第155話 青雲之志(せいうんのこころざし)
「ええええええええええええええ!!何でいるんだよ!!!」
「うるせえ、黙れ!」
「うぎゃあっ!!」
室内にルルの驚愕の叫びが響き渡り、数瞬の後には重々しい打撃音が響き渡る。
ここは、大きな部屋の中に多くの机と椅子が並べられた場所…………つまりは『教室』だ。
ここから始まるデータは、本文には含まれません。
PR #691, opened 2023-07-12
Use release for compliance tests

pvdrz:


pvdrz:
TL;DR: not worth it, there's not a significant difference in the time spent by the workflow.

PR #697, opened 2023-07-13
Parse `env_editor` sudoers default

### LINKED ISSUE #657: implement `visudo`

pvdrz:
This PR updates the sudoers format parser to support the `env_editor` by default. It also updates `visudo` so it uses this variable correctly.

**Pull Request Checklist**
- [x] This pull request will partially fix #657 where a proper discussion about a solution has taken place.


src/sudoers/mod.rs
```diff
@@ -86,6 +86,10 @@ impl Sudoers {
             settings: self.settings.clone(), // this is wasteful, but in the future this will not be a simple clone and it avoids a lifetime
         }
     }
+
+    pub(crate) fn flag_is_enabled(&self, flag: &str) -> bool {
```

教室にいるのは、ルルたちのような冒険者になりたての者たち。
「俺たちは兄貴から聞いてたから知ってたけど、驚き過ぎじゃね?」
「…………だ、だって」
あの涙の宴から数ヶ月、かねてからギルドとともに進めていた計画が日の目を見ることになった。
それが『養成学校』であった。
教会の跡地に建てられた地上三階建のその建物では、様々な目的に沿った教育が行われることになる。
教会の司祭たちを師とした一般的な教養。
某商会から派遣された者による商売関係の教養。
そして、冒険者を
やはり、冒険者という特殊な職に就くのであれば、最低限に必要な教養は受けておくべきだとの考えに至った僕が、各方面に働きかけて実現させたものだった。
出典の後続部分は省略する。